# PROBLEM STATEMENT
Among the entries below, find all lines that include "probably" and copy them.

# DATA EXCERPTS
----

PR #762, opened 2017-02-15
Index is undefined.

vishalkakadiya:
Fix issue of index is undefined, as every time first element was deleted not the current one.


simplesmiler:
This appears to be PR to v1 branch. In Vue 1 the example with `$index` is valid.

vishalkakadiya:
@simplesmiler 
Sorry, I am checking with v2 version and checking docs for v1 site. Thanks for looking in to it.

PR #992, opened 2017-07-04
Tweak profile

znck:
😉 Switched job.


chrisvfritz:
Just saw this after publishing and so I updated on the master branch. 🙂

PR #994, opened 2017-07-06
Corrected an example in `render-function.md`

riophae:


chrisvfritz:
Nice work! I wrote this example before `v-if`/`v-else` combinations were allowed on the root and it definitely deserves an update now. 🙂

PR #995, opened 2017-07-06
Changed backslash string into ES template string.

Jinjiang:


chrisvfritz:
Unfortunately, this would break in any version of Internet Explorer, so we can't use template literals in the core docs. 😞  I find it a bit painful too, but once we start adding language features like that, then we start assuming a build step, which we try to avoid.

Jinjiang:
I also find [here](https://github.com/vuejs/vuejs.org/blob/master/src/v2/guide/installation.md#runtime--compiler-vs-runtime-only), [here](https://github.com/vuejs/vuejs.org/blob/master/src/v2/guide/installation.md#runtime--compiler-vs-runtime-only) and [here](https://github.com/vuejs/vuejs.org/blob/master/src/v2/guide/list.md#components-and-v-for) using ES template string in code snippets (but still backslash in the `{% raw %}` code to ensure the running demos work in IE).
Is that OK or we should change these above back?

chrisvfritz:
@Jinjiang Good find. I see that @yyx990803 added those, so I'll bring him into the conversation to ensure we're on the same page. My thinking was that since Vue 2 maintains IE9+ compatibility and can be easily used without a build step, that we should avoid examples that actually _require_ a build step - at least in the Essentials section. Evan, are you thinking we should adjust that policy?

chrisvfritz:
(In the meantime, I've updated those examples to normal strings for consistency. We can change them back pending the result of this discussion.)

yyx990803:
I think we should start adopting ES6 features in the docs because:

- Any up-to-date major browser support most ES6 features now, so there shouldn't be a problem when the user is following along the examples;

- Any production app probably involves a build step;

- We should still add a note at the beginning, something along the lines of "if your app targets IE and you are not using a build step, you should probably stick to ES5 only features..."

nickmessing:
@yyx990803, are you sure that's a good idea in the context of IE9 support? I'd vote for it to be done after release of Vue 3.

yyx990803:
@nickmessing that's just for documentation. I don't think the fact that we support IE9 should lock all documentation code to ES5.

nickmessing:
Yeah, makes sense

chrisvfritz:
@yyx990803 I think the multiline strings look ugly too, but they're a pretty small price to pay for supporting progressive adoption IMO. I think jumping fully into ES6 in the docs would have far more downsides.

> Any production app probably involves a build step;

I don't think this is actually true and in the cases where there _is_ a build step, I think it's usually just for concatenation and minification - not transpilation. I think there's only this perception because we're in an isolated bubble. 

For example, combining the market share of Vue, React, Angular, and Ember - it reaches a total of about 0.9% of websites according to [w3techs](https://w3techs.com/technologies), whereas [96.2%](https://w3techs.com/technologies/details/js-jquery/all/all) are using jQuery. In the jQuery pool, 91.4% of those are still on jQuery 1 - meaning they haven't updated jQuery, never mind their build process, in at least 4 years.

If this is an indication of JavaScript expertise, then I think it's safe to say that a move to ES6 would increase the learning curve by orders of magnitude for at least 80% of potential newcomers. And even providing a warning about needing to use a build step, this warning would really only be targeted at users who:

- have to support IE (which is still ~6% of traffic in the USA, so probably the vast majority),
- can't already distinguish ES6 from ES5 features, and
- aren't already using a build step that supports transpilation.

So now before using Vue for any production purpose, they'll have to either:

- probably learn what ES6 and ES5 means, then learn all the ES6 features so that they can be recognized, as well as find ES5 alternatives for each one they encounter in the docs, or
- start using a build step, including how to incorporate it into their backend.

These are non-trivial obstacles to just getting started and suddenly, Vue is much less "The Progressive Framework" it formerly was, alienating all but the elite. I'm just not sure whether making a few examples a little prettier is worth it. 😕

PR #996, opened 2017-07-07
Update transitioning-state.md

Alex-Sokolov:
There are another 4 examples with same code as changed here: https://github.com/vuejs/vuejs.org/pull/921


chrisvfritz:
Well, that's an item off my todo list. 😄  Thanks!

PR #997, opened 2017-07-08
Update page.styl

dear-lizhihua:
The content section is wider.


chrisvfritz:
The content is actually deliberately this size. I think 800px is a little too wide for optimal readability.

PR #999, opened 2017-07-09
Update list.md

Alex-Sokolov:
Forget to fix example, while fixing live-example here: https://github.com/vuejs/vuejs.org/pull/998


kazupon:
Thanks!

----

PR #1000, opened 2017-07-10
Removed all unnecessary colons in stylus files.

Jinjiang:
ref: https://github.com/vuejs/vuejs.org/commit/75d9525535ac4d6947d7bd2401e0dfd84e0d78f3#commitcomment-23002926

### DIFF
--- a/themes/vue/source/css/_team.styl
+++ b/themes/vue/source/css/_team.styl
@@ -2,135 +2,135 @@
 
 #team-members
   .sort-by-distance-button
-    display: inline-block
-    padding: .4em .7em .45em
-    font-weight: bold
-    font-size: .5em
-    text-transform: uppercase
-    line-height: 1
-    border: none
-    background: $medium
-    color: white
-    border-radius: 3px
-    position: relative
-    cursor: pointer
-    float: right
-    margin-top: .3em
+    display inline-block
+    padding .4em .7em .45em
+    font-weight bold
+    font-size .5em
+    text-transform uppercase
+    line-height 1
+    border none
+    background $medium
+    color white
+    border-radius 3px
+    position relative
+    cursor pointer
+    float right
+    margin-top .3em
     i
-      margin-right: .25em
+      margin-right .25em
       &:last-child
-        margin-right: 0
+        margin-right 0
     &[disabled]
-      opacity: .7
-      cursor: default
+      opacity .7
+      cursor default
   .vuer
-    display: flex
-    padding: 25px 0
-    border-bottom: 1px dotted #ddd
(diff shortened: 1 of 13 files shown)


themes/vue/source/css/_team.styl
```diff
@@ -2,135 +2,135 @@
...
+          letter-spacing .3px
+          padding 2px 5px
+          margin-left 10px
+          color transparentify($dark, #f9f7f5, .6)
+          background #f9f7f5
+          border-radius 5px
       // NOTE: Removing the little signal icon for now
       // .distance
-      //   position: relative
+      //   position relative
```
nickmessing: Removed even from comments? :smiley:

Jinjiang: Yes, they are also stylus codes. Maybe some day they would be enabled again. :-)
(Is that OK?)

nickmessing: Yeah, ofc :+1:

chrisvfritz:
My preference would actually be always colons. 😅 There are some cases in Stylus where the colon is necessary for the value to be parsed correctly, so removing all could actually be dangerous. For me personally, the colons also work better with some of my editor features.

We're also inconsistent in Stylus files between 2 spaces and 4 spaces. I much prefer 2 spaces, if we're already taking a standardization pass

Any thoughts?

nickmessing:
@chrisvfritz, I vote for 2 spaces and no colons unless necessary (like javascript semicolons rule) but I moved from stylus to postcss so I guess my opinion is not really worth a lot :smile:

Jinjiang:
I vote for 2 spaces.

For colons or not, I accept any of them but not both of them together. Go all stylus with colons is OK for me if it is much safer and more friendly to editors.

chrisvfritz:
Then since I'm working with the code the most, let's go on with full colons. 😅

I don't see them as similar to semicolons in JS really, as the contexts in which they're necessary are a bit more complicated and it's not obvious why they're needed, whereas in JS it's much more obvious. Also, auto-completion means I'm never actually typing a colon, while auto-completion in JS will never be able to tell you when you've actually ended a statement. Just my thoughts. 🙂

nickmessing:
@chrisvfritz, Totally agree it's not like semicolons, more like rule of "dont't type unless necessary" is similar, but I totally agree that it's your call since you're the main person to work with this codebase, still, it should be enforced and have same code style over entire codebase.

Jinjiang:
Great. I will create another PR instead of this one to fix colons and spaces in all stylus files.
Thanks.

----

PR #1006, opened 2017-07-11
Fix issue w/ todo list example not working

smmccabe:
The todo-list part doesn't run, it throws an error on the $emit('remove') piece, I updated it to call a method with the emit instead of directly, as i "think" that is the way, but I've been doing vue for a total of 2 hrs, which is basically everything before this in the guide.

----

# RESPONSE BELOW
- Any production app probably involves a build step;
- We should still add a note at the beginning, something along the lines of "if your app targets IE and you are not using a build step, you should probably stick to ES5 only features..."
> Any production app probably involves a build step;
- have to support IE (which is still ~6% of traffic in the USA, so probably the vast majority),
- probably learn what ES6 and ES5 means, then learn all the ES6 features so that they can be recognized, as well as find ES5 alternatives for each one they encounter in the docs, or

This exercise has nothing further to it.